EXTRACTED RECORDS →
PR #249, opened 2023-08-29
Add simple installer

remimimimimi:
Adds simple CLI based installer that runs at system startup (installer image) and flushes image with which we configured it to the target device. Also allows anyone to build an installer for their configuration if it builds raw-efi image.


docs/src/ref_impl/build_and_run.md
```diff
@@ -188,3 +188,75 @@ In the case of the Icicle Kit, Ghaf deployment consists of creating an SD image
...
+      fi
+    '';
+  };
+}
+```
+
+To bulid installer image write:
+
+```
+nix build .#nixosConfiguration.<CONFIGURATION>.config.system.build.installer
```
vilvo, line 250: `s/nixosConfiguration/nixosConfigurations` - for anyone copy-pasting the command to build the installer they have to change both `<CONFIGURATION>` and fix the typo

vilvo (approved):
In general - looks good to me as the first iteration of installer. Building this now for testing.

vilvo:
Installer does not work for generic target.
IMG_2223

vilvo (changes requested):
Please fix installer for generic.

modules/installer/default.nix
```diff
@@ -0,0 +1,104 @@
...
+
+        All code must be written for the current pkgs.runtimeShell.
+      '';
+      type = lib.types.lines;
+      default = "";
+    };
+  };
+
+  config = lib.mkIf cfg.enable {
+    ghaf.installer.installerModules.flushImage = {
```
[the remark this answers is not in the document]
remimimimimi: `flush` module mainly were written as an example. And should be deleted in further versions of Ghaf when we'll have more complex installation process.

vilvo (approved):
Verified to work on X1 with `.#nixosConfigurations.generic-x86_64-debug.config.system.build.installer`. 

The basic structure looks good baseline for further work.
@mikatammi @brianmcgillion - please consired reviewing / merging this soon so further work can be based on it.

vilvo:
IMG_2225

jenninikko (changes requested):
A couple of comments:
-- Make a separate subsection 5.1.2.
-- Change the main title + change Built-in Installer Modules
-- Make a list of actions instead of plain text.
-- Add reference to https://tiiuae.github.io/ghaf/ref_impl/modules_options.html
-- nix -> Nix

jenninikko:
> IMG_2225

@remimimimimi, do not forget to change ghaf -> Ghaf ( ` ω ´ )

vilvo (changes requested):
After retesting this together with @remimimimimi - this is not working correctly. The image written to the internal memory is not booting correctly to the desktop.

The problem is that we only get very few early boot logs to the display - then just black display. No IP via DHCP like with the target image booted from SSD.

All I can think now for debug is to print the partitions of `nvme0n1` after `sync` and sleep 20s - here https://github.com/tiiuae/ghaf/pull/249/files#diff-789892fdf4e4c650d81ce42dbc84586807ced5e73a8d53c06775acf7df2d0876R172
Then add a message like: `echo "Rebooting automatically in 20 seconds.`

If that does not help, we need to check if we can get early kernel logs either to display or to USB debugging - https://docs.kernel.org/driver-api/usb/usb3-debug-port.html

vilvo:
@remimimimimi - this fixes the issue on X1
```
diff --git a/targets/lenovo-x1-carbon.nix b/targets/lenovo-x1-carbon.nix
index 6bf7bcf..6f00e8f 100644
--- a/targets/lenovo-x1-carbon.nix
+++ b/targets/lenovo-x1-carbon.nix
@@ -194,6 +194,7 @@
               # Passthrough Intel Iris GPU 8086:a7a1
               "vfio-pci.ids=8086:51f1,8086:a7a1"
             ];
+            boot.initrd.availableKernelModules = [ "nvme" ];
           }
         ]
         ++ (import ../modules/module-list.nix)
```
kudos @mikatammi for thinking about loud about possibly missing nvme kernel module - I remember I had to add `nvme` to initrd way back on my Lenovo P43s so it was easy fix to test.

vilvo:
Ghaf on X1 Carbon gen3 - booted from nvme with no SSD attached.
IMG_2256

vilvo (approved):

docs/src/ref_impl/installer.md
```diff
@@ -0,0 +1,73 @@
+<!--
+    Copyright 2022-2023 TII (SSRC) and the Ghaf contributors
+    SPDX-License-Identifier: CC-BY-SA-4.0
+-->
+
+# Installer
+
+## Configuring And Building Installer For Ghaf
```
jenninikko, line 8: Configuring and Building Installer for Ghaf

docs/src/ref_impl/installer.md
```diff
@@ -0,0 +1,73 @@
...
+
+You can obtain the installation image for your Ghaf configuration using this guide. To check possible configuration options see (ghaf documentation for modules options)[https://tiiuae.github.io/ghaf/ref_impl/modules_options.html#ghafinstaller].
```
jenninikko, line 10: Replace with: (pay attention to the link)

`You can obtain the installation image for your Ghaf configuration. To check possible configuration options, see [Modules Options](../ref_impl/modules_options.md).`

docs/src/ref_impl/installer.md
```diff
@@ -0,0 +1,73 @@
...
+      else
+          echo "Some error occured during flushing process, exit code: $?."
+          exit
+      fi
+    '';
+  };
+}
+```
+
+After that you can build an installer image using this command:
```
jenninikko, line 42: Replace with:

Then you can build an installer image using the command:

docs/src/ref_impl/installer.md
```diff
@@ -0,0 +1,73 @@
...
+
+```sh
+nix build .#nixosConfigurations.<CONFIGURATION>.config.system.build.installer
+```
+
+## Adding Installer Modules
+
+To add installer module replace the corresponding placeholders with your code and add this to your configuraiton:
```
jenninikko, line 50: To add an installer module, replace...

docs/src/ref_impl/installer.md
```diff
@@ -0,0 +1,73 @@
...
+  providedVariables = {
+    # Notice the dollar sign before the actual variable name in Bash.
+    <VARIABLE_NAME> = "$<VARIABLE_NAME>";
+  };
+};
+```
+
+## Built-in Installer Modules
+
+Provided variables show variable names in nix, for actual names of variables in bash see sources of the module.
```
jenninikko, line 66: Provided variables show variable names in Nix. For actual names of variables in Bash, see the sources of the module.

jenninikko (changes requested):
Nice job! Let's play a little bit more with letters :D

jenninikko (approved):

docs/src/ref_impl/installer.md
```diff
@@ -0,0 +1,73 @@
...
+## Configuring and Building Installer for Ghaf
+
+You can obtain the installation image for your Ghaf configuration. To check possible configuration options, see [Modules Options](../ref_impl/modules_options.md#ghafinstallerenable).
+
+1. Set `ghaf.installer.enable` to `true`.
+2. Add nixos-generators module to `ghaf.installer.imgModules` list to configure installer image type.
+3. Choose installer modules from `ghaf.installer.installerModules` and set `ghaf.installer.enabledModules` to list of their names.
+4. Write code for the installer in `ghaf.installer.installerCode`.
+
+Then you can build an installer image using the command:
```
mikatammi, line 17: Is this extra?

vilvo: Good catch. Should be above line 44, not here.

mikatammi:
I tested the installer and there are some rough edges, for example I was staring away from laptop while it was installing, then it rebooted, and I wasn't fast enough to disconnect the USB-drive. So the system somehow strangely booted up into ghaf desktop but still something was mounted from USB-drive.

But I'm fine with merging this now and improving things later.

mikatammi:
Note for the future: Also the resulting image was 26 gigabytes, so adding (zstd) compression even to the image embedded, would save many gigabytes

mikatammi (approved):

WHAT YOU SHOULD DO → An exact copy of the lines from the one with "name in Bash." to the final line of the entries is all that the answer should hold.

TASK OUTPUT →
+    # Notice the dollar sign before the actual variable name in Bash.
+    <VARIABLE_NAME> = "$<VARIABLE_NAME>";
+  };
+};
+```
+
+## Built-in Installer Modules
+
+Provided variables show variable names in nix, for actual names of variables in bash see sources of the module.
```
jenninikko, line 66: Provided variables show variable names in Nix. For actual names of variables in Bash, see the sources of the module.

jenninikko (changes requested):
Nice job! Let's play a little bit more with letters :D

jenninikko (approved):

docs/src/ref_impl/installer.md
```diff
@@ -0,0 +1,73 @@
...
+## Configuring and Building Installer for Ghaf
+
+You can obtain the installation image for your Ghaf configuration. To check possible configuration options, see [Modules Options](../ref_impl/modules_options.md#ghafinstallerenable).
+
+1. Set `ghaf.installer.enable` to `true`.
+2. Add nixos-generators module to `ghaf.installer.imgModules` list to configure installer image type.
+3. Choose installer modules from `ghaf.installer.installerModules` and set `ghaf.installer.enabledModules` to list of their names.
+4. Write code for the installer in `ghaf.installer.installerCode`.
+
+Then you can build an installer image using the command:
```
mikatammi, line 17: Is this extra?

vilvo: Good catch. Should be above line 44, not here.

mikatammi:
I tested the installer and there are some rough edges, for example I was staring away from laptop while it was installing, then it rebooted, and I wasn't fast enough to disconnect the USB-drive. So the system somehow strangely booted up into ghaf desktop but still something was mounted from USB-drive.

But I'm fine with merging this now and improving things later.

mikatammi:
Note for the future: Also the resulting image was 26 gigabytes, so adding (zstd) compression even to the image embedded, would save many gigabytes

mikatammi (approved):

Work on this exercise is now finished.